Task brief >> Lines containing the word "raise" are the ones to copy from the records below.
━━━━━━━━
Issue #7, opened 2021-04-09
Module level docstrings should become comments


jayvdb:

jayvdb:
https://github.com/adsharma/py2many/commit/7f517bee289fcd18a875169c18fc30ea028a6c87 is not the fix.

To explain better, this is not about py2many source - it is when the input Python contains a module level docstring, the equivalent for most languages is a comment, not an unassigned string which is a syntax error in most languages.

jayvdb:
docstrings in functions are also problematic in many of the generated outputs, as they are transpiled to unassigned strings.

adsharma:
Nim has this:

https://github.com/jboy/nim-docstrings

Let's make it a comment by default. If a language has some special support, we can add it in later.

Issue #174, opened 2021-05-04
Go visibility, uppercase first letter


jayvdb:
In order to support directory mode (https://github.com/adsharma/py2many/issues/158), all module level attributes in the Python need to become exposed parts of the Go module, which means rewriting them to use uppercase letter for the first letter.

jayvdb:
For reference in case we need to revisit this at all, go has a tool `gorename` which does this https://pkg.go.dev/golang.org/x/tools/cmd/gorename

PR #190, opened 2021-05-06
rewriter: move docstrings to a AST node comment field

adsharma:
This allows us to consume the rest of the test. The comment
can be generated from the ast node in the target language in
a future diff

Related to: https://github.com/adsharma/py2many/issues/7

### DIFF
--- a/tests/cases/rect.py
+++ b/tests/cases/rect.py
@@ -1,12 +1,16 @@
+"""This file implements a rectangle class """
+
 from dataclasses import dataclass
 
 
 @dataclass
 class Rectangle:
+    """Rectangle as a dataclass"""
     height: int
     length: int
 
     def is_square(self) -> bool:
+        """Go likes this to be camel case"""
         return self.height == self.length
 
 
--- a/tests/test_unsupported.py
+++ b/tests/test_unsupported.py
@@ -72,7 +72,6 @@ TEST_CASES = {
     "percent_formatting": "a = '~ %s ~' % 'a'",  # https://github.com/adsharma/py2many/issues/176
     "tuple_destruct": "foo, (baz, qux) = 4, (5, 6); assert foo != (baz != qux)",  # https://github.com/adsharma/py2many/issues/155
     "float_1": "a = float(1)",  # https://github.com/adsharma/py2many/issues/129
-    "docstrings": "'''docstring'''\ndef main(): pass",  # https://github.com/adsharma/py2many/issues/7
     "print_None": "print(None)",
     "class_vars": "class A:\n  B = 'FOO'\ndef main(): assert A.B == 'FOO'",  # https://github.com/adsharma/py2many/issues/144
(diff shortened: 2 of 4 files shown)


tests/test_unsupported.py
```diff
@@ -72,7 +72,6 @@ class Permissions(IntFlag):
     "percent_formatting": "a = '~ %s ~' % 'a'",  # https://github.com/adsharma/py2many/issues/176
     "tuple_destruct": "foo, (baz, qux) = 4, (5, 6); assert foo != (baz != qux)",  # https://github.com/adsharma/py2many/issues/155
     "float_1": "a = float(1)",  # https://github.com/adsharma/py2many/issues/129
-    "docstrings": "'''docstring'''\ndef main(): pass",  # https://github.com/adsharma/py2many/issues/7
```
jayvdb, line 75: When removing anything from here, please add the same syntax into one of tests/cases/ to verify it is working correctly and prevent regressions.

If you also add docstrings to cases rect.py and *_enum.py , you should be able to remove some/all of those cases from the ignore list, because that is what golint is whining about.

jayvdb (changes requested):

tests/cases/grumpy_ops_test.py
```diff
@@ -0,0 +1,112 @@
+#!/usr/bin/env python3
+
+# Copyright 2016 Google Inc. All Rights Reserved.
+#
+# Licensed under the Apache License, Version 2.0 (the "License");
+# you may not use this file except in compliance with the License.
+# You may obtain a copy of the License at
+#
+#     http://www.apache.org/licenses/LICENSE-2.0
```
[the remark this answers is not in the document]
adsharma: Fair enough. I'll remove the test.

tests/cases/rect.py
```diff
@@ -1,12 +1,16 @@
+"""This file implements a rectangle class """
+
 from dataclasses import dataclass
 
 
 @dataclass
 class Rectangle:
+    "Rectangle as a dataclass"
```
jayvdb, line 8: can we use triple docstrings, per [PEP8](https://www.python.org/dev/peps/pep-0008/#id33)/[PEP257](https://www.python.org/dev/peps/pep-0257/)

tests/cases/rect.py
```diff
@@ -1,12 +1,16 @@
...
     height: int
     length: int
 
     def is_square(self) -> bool:
+        "Go likes this to be camel case"
```
jayvdb, line 13: Could mention https://github.com/adsharma/py2many/issues/174 here.

Are any of the *_enum cases able to be accepted by golint by adding docstrings, or can one be adjusted to pass golint?  The enum values could have the case of their names changed - shouldnt effect anything  else.

jayvdb (changes requested):

jayvdb (approved):

PR #200, opened 2021-05-07
dart: implement exceptions

adsharma:
Other languages which support exceptions can replicate this.


tests/expected/exceptions.dart
```diff
@@ -0,0 +1,26 @@
+// @dart=2.9
```
jayvdb, line 1: tests/case/exceptions.py not included in PR

adsharma: Added now. I need to clean out my checked out git repo so there is less noise.

Issue #21, opened 2021-04-10
Run custom/multiple formatters


jayvdb:
Running additional formatters may catch more syntax problems without invoking the compiler.

Also users may wish to use a different formatter / error detector.

e.g. https://github.com/uncrustify/uncrustify might be an extra formatter for many C-like languages.

jayvdb:
https://sparkbox.com/foundry/go_vet_gofmt_golint_to_code_check_in_Go shows why multiple formatters/linters should be used (in addition to compiling) to ensure the generated code is accurate.  Not very important yet as the go code is rarely compilable atm, but we'll get there very soon.

jayvdb:
c.f. https://github.com/adsharma/py2many/issues/191 wrt go formatters/linters.

PR #214, opened 2021-05-12
cli: Support CXX and CXXFLAGS

jayvdb:
Adds plumbing for using with g++ only, testing with astyle as
an alternative formatter.

Also allow CLANG_FORMAT_STYLE to determine the clang-format
style to be used.

### DIFF
--- a/py2many/cli.py
+++ b/py2many/cli.py
@@ -2,10 +2,10 @@ import argparse
 import ast
 import os
 import pathlib
-import subprocess
 
 from dataclasses import dataclass, field
 from distutils import spawn
+from subprocess import run
 from typing import Callable, List, Optional
 
 from .analysis import add_imports
@@ -119,6 +119,13 @@ def transpile(source, transpiler, rewriters, transformers, post_rewriters):
     return "\n".join(out)
 
 
+def _create_cmd(parts, filename):
+    cmd = [arg.format(filename=filename) for arg in parts]
+    if cmd != parts:
+        return cmd
+    return [*parts, str(filename)]
+
+
 @dataclass
 class LanguageSettings:
     transpiler: CLikeTranspiler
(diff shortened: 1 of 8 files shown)


py2many/cli.py
```diff
@@ -252,19 +275,27 @@ def _process_once(settings, filename, outdir):
...
-            print(f"Error: Could not reformat: {output_path}")
-            return False
-    if settings.ext == ".kt":
-        # ktlint formatter needs to be invoked twice before output is lint free
-        if subprocess.call([*settings.formatter, output_path]):
-            print(f"Error: Could not reformat: {output_path}")
+        cmd = _create_cmd(settings.formatter, output_path)
+        proc = run(cmd, env=env)
+        # format.jl exit code is unreliable
+        if settings.ext == ".jl":
```
jayvdb, line 283: this should be moved inside the `if proc.returncode:` below after the `print`

tests/test_cli.py
```diff
@@ -192,6 +216,69 @@ def test_cli(self, case, lang):
...
+        if not spawn.find_executable(env["CXX"]):
+            raise unittest.SkipTest(f"{env['CXX']} not available")
+
+        settings = _get_all_settings(Mock(indent=4), env=env)[lang]
+        assert settings.linter[0].startswith("g++")
+
+        if not spawn.find_executable("astyle"):
+            raise unittest.SkipTest("astyle not available")
+
+        settings.formatter = ["astyle"]
```
adsharma, line 241: Looks like astyle is an alternative formatter and has nothing to do with whether CXX=gcc or clang.

adsharma (approved):
Good to know that generated code works with g++ as well!

Let me know if you want to rebase it yourself.

tests/test_cli.py
jayvdb: I'd like to remove the dependency on llvm, and clang-format is part of that goal. c.f. https://github.com/adsharma/py2many/issues/21  I guess adding a `--formatter=...` and `--linter=...` cli args is how we would expose that.  For now using astyle here ensures this group of tests doesnt use llvm.

PR #216, opened 2021-05-12
cli: make pypi package work again

adsharma:
pypi package errors out because of env=None.

### DIFF
--- a/py2many/cli.py
+++ b/py2many/cli.py
@@ -303,7 +303,7 @@ def _process_once(settings, filename, outdir, env=None):
     return True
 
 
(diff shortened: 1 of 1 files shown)


adsharma:
@jayvdb I uploaded 0.2 to pypi already. Should've tested a bit more.

Please review and let me know if you can think of any method other than uploading 0.2.1 after this.

Repro: 

```
py2many.py --rust=1 test.py
```

jayvdb (approved):

jayvdb:
Sorry for that. Unfortunately, uploading a new release will be needed.

PR #223, opened 2021-05-14
Bitops

adsharma:


tests/cases/fib.py
```diff
@@ -1,11 +1,14 @@
...
     return fib(i - 1) + fib(i - 2)
 
 
 if __name__ == "__main__":
-	# Using a variable to workaround
-	# https://github.com/adsharma/py2many/issues/64
-	rv = fib(5)
-	print(rv)
+    # Using a variable to workaround
+    # https://github.com/adsharma/py2many/issues/64
```
jayvdb, line 12: this is solved; perhaps just replace all this with `print(fib(5))`

tests/cases/bitops.py
```diff
@@ -0,0 +1,22 @@
+#!/usr/bin/env python3
```
jayvdb, line 1: no `tests/expected/bitops.*` added in this PR so far.

PR #407, opened 2023-04-13
fix: Accept settlement amount calculation

holzeis:
Settling a position must calculate the accept settlement amount from the viewpoint of the position at the time it was opened. The reversed order in terms of direction has to be flipped. Accordingly, we need to also flip the leverage as we would otherwise use the coordinators leverage.


1010Tom (approved):
Sounds reasonable to me :)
━━━━━━━━
Your response >>
+            raise unittest.SkipTest(f"{env['CXX']} not available")
+            raise unittest.SkipTest("astyle not available")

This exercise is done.